Report only the number of lines in the entries below that hold the word "should".

+--

PR #8165, opened 2023-08-09
Media table migration to react component

MibettyMeanie:
React component to render media table in multimedia page

Potential Bugs:

1. Submission date sorting might not be working properly
2. Page might not load properly in Safari


WcaOnRails/app/webpacker/components/Media/MediaTable.jsx
```diff
@@ -0,0 +1,119 @@
...
+        month: "short",
+        day: "numeric",
+    });
+    const date1 = new Date(fromDate);
+    const date2 = new Date(toDate);
+    const ans = format.formatRange(date1, date2);
+    return ans;
+}
+
+function exampleReducer(state, action) {
```
coder13, line 20: It would be good to have proper naming of variables in this situation.

WcaOnRails/app/webpacker/components/Media/MediaTable.jsx
coder13, line 1: It looks like 4 width indentation was used when the standard so far has been to use 2 width indentation.

WcaOnRails/app/webpacker/components/Media/MediaTable.jsx
```diff
@@ -0,0 +1,119 @@
+import _ from 'lodash'
+import React, { useState, useEffect } from 'react';
+import { Table } from "semantic-ui-react";
+import { countries } from '../../lib/wca-data.js.erb';
+import { competitionUrl } from '../../lib/requests/routes.js.erb';
+import moment from 'moment';
+
+function dateRangeBetween(fromDate, toDate) {
```
coder13, line 8: Would you want to create a file in `utils/` for formatting date strings and start putting code like this there?

WcaOnRails/app/webpacker/components/Media/MediaTable.jsx
```diff
@@ -0,0 +1,119 @@
...
+    return ans;
+}
+
+function exampleReducer(state, action) {
+    switch (action.type) {
+        case 'CHANGE_SORT':
+            if (state.column === action.column) {
+                return {
+                    ...state,
+                    data: state.data.slice().reverse(),
```
coder13, line 26: Unless this will be manipulated further (adding / removing items from this list), this can very likely be switched to a derived prop and we just compute it's state in the `MediaTable` component wrapping it with `useMemo`

dunkOnIT:
Hi @MibettyMeanie! Thanks for the PR on this. The main change I think we need to make is to move to serving the Media data via an API, rather than as a Rails object (`@media`) in the View. 

I've done my best to explain this [here](https://docs.worldcubeassociation.org/guides/passing_data_react_rails.html) - please let me know if any of that doesn't make sense, I'd be happy to help further!

Specifically, I think we'd need to make the following changes:
- [ ] Have `get_media`return a JSON of the data it fetches
- [ ] Create a /media API endpoint (it doesn't look like we have one at the moment) which returns the JSON that `get_media` creates
  - [ ] This endpoint should accept the parameters that `get_media` expects (`year`, `region`, `status`). I'd suggest that we pass these parameters as URL parameters
- [ ] Update your React code to fetch this data via the API call, rather than expecting to receive it immediately from the view (once it has the data, no change should be needed - the JSON format from the API can match pretty closely the one you get from the view at the moment)

Let me know if any of that doesn't make sense, or if there's anything I can do to help! I am _literally_ here to help :P

MibettyMeanie:
Thanks a lot for the review @coder13 and @dunkOnIT. I'll work on the changes you both suggested and will push it soon.

WcaOnRails/app/webpacker/components/Media/MediaTable.jsx
MibettyMeanie: I have moved this to libs/helper as its already created used

WcaOnRails/app/webpacker/components/Media/MediaTable.jsx
```diff
@@ -0,0 +1,171 @@
...
+
+import { competitionUrl } from '../../lib/requests/routes.js.erb';
+import { countries } from '../../lib/wca-data.js.erb';
+import { dateRangeBetween } from '../../lib/helpers/media-table';
+import useLoadedData from '../../lib/hooks/useLoadedData';
+import useSaveAction from '../../lib/hooks/useSaveAction';
+
+export default function MediaTable({ isValidate }) {
+  const handleUpdateSuccess = () => {
+    setModalOpen(true);
```
coder13, line 14: Does this line of code work? Trying to access a variable that doesn't get defined until line 28?

WcaOnRails/app/webpacker/components/Media/MediaTable.jsx
MibettyMeanie: FIxed

MibettyMeanie:
> Hi @MibettyMeanie! Thanks for the PR on this. The main change I think we need to make is to move to serving the Media data via an API, rather than as a Rails object (`@media`) in the View.
> 
> I've done my best to explain this [here](https://docs.worldcubeassociation.org/guides/passing_data_react_rails.html) - please let me know if any of that doesn't make sense, I'd be happy to help further!
> 
> Specifically, I think we'd need to make the following changes:
> 
> * [ ]  Have `get_media`return a JSON of the data it fetches
> * [ ]  Create a /media API endpoint (it doesn't look like we have one at the moment) which returns the JSON that `get_media` creates
>   
>   * [ ]  This endpoint should accept the parameters that `get_media` expects (`year`, `region`, `status`). I'd suggest that we pass these parameters as URL parameters
> * [ ]  Update your React code to fetch this data via the API call, rather than expecting to receive it immediately from the view (once it has the data, no change should be needed - the JSON format from the API can match pretty closely the one you get from the view at the moment)
> 
> Let me know if any of that doesn't make sense, or if there's anything I can do to help! I am _literally_ here to help :P

Hey @dunkOnIT, I have added API referring to other controllers and it is now only for fetching and updating, the old controller has ruby API's which are used in the edit view (I haven't changed it in this PR). Also @danieljames-dj informed me that WCT leader has asked him not to delete rejected media from table rather than keep it intact with the status as rejected, so I have implemented like that.

WcaOnRails/app/webpacker/components/Media/MediaTable.jsx
```diff
@@ -0,0 +1,257 @@
...
+      key: 'all',
+      text: 'All Years',
+      value: 'All Years',
+    },
+    ...years.map((year) => ({
+      key: year,
+      text: year,
+      value: year,
+    })),
+  ];
```
kr-matthews, line 39: These could be defined outside the component (otherwise they're recomputed each re-render).

WcaOnRails/app/webpacker/components/Media/MediaTable.jsx
```diff
@@ -0,0 +1,257 @@
...
+import useLoadedData from '../../lib/hooks/useLoadedData';
+import useSaveAction from '../../lib/hooks/useSaveAction';
+import {
+  DropdownMenu,
+  DropdownItem,
+  DropdownHeader,
+  DropdownDivider,
+  Dropdown,
+} from 'semantic-ui-react'
+export default function MediaTable({ isValidate }) {
```
kr-matthews, line 17:
```suggestion
} from 'semantic-ui-react'

export default function MediaTable({ isValidate }) {
```

WcaOnRails/app/webpacker/components/Media/MediaTable.jsx
```diff
@@ -0,0 +1,257 @@
...
+    } else {
+      setMediaCombined([...mediaCombined].reverse());
+      setSortDirection(sortDirection === 'ascending' ? 'descending' : 'ascending');
+    }
+  };
+  const handleSelectYear = (event, data) => {
+    setSelectedYear(data.value);
+  };
+  const handleSelectRegion = (event, data) => {
+    console.log(data)
```
kr-matthews, line 110: Can this be removed?

WcaOnRails/app/webpacker/components/Media/MediaTable.jsx
```diff
@@ -0,0 +1,257 @@
...
+  const [mediaCombined, setMediaCombined] = useState([])
+  const type = isValidate ? 'pending' : 'accepted'
+  const { loading, error, data, sync } = useLoadedData(
+    apiV0Urls.media.list(type, selectedYear, selectedRegion)
+  );
+  const [modalOpen, setModalOpen] = useState(false);
+
+  useEffect(() => {
+    if (data) {
+      setMediaCombined(data?.map((medium, idx) => {
```
kr-matthews, line 61: The current implementation isn't necessarily bad, but generally avoiding side effects and having fewer states is good. I'd suggest making `mediaCombined` state-less:
```
const mediaCombined = data?.map((medium, idx) => { ... })
```
and then having a separate (state-less, memoized) const for the sorted data:
```
const sortedMediaCombined = useMemo(
  () => [...mediaCombined]?.sort(...), // probably doesn't work exactly as written in the null case
  [mediaCombined, sortColumn, sortDirection],
]
```
and then using
```
{sortedMediaCombined?.map((media_row) => (
```
in the jsx return.

Thoughts?

WcaOnRails/app/webpacker/components/Media/MediaTable.jsx
```diff
@@ -0,0 +1,257 @@
...
+          startDate: medium.competition.start_date,
+          endDate: medium.competition.end_date,
+          mediaId: medium.id,
+          competetionDate: dateRangeBetween(medium.competition.start_date, medium.competition.end_date),
+          competetionUrl: competitionUrl(medium.competition.id)
+        };
+      }))
+    }
+  }, [data]);
+  const [modalParams, setModalParams] = React.useState({
```
kr-matthews, line 84:
```suggestion
  const [modalParams, setModalParams] = useState({
```

WcaOnRails/app/webpacker/components/Media/MediaTable.jsx
```diff
@@ -0,0 +1,257 @@
...
+  const handleSort = (clickedColumn) => () => {
+    if (sortColumn !== clickedColumn) {
+      setSortColumn(clickedColumn);
+      setSortDirection('ascending');
+      setMediaCombined([...mediaCombined].sort((a, b) => a[clickedColumn] - b[clickedColumn]));
+    } else {
+      setMediaCombined([...mediaCombined].reverse());
+      setSortDirection(sortDirection === 'ascending' ? 'descending' : 'ascending');
+    }
+  };
```
kr-matthews, line 105: This could be encapsulated via `useReducer`:
```
const [{ sortColumn, sortDirection }, handleSort] = useReducer(sortReducer, { sortColumn: null, sortDirection: null })
```
(with a definition of `sortReducer` outside the component).

WcaOnRails/app/webpacker/components/Media/MediaTable.jsx
```diff
@@ -0,0 +1,257 @@
...
+              onClick={handleSort('link')}>{I18n.t('activerecord.attributes.competition_medium.uri')}</Table.HeaderCell>
+            {isValidate && <Table.HeaderCell></Table.HeaderCell>}
+          </Table.Row>
+        </Table.Header>
+        <Table.Body>
+
+          {mediaCombined?.map((media_row) => (
+            <Table.Row>
+              <Table.Cell>
+                {moment.utc(media_row.timestampSubmitted).format('MMMM DD, YYYY HH:mm UTC')}
```
kr-matthews, line 202: I think we prefer to use luxon over moment? Someone correct me If I'm wrong.

kr-matthews (changes requested):

WcaOnRails/app/webpacker/components/Media/MediaTable.jsx
MibettyMeanie: Fixed

WcaOnRails/app/webpacker/components/Media/MediaTable.jsx
MibettyMeanie: Fixed

WcaOnRails/app/webpacker/components/Media/MediaTable.jsx
MibettyMeanie: Fixed

WcaOnRails/app/webpacker/components/Media/MediaTable.jsx
MibettyMeanie: Done

WcaOnRails/app/webpacker/components/Media/MediaTable.jsx
MibettyMeanie: Done

WcaOnRails/app/webpacker/components/Media/MediaTable.jsx
MibettyMeanie: Done

WcaOnRails/app/webpacker/components/Media/MediaTable.jsx
MibettyMeanie: Done

app/webpacker/components/Media/MediaTable.jsx
```diff
@@ -0,0 +1,254 @@
...
+    text: 'All Years',
+    value: 'All Years',
+  },
+  ...years.map((year) => ({
+    key: year,
+    text: year,
+    value: year,
+  })),
+];
+handleSort = (clickedColumn) => () => {
```
coder13, line 39: This variable should be declared with `const`

app/webpacker/components/Media/MediaTable.jsx
```diff
@@ -0,0 +1,254 @@
...
+import useSaveAction from '../../lib/hooks/useSaveAction';
+import { DateTime } from 'luxon';
+import {
+  DropdownMenu,
+  DropdownItem,
+  DropdownHeader,
+  DropdownDivider,
+  Dropdown,
+} from 'semantic-ui-react'
+const countryOptions = _.map(countries.byIso2, (country) => ({
```
coder13, line 17: super nit: would be good to see some newlines in between these variable declarations.

app/webpacker/components/Media/MediaTable.jsx
```diff
@@ -0,0 +1,254 @@
...
+  const { save, saving } = useSaveAction();
+  const [mediaCombined, setMediaCombined] = useState([])
+  const type = isValidate ? 'pending' : 'accepted'
+  const { loading, error, data, sync } = useLoadedData(
+    apiV0Urls.media.list(type, selectedYear, selectedRegion)
+  );
+  const [modalOpen, setModalOpen] = useState(false);
+
+  useEffect(() => {
+    if (data) {
```
coder13, line 69: nit: I'd use a `useMemo` to transform the data rather than a useEffect unless you also need to modify this data in `mediaCombined` after initial fetching.

app/webpacker/components/Media/MediaTable.jsx
```diff
@@ -0,0 +1,254 @@
...
+    open: false,
+    mediaId: null,
+    status: null,
+  });
+  const confimMedia = () => {
+    save(apiV0Urls.media.update(modalParams.mediaId), { status: modalParams.status }, () => {
+      sync(); handleUpdateSuccess(); setModalParams({ ...modalParams, open: false })
+    }, { method: 'PATCH' });
+  };
+  const [{ sortColumn, sortDirection }, handleSort] = useReducer(sortReducer, { sortColumn: null, sortDirection: null })
```
kr-matthews, line 103: Is `sortReducer` defined anywhere? I can't find it,

app/webpacker/components/Media/MediaTable.jsx
kr-matthews: This has the same name as the dispatch in the `userReducer` below. Also, you can't access these setters outside of the component (plus some of them don't exist). I don't think the reducer has been set up properly (but the intention seems right). I'm happy to help on slack if you want.

app/webpacker/components/Media/MediaTable.jsx
```diff
@@ -0,0 +1,254 @@
...
+          type: medium.type,
+          text: medium.text,
+          uri: medium.uri,
+          country_iso2: iso2,
+          country_name: country ? country.name : '',
+          city: medium.competition.city,
+          startDate: medium.competition.start_date,
+          endDate: medium.competition.end_date,
+          mediaId: medium.id,
+          competetionDate: dateRangeBetween(medium.competition.start_date, medium.competition.end_date),
```
kr-matthews, line 87: "competetion" should be "competition"; six occurrences overall.

app/webpacker/components/Media/MediaTable.jsx
kr-matthews: That is along the lines of what I suggested [here](https://github.com/thewca/worldcubeassociation.org/pull/8165#discussion_r1495037652); I didn't include a `useMemo` wrapper, but including one would be good.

+--

**Task output**
6